Aim of the exercise: Write out exactly the lines running from the line that includes "Implements BlockProcessor for Eip4844" to the end of the data, both ends included, and nothing besides.
*** Material shown ***
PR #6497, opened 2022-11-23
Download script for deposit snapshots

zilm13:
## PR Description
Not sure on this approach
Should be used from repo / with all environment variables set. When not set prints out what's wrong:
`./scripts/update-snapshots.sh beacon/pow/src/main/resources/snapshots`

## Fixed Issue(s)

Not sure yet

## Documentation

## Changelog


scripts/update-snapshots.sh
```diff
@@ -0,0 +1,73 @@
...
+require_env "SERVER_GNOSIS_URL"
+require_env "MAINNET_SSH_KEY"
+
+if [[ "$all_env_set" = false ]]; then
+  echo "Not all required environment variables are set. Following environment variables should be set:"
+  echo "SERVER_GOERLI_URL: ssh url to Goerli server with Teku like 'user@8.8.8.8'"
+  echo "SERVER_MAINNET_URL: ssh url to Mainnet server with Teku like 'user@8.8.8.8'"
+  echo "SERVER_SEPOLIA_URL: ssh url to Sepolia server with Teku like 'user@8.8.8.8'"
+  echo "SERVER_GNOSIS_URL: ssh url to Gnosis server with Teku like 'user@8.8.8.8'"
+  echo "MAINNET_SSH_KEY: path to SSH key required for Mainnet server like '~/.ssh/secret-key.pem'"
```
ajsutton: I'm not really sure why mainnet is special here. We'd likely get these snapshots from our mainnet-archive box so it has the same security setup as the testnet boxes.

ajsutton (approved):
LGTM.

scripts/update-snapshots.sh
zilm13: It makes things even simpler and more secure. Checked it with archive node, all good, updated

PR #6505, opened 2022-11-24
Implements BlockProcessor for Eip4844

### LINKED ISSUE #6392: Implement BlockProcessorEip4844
*** End of Material shown ***
Solution to this exercise:
Implements BlockProcessor for Eip4844

### LINKED ISSUE #6392: Implement BlockProcessorEip4844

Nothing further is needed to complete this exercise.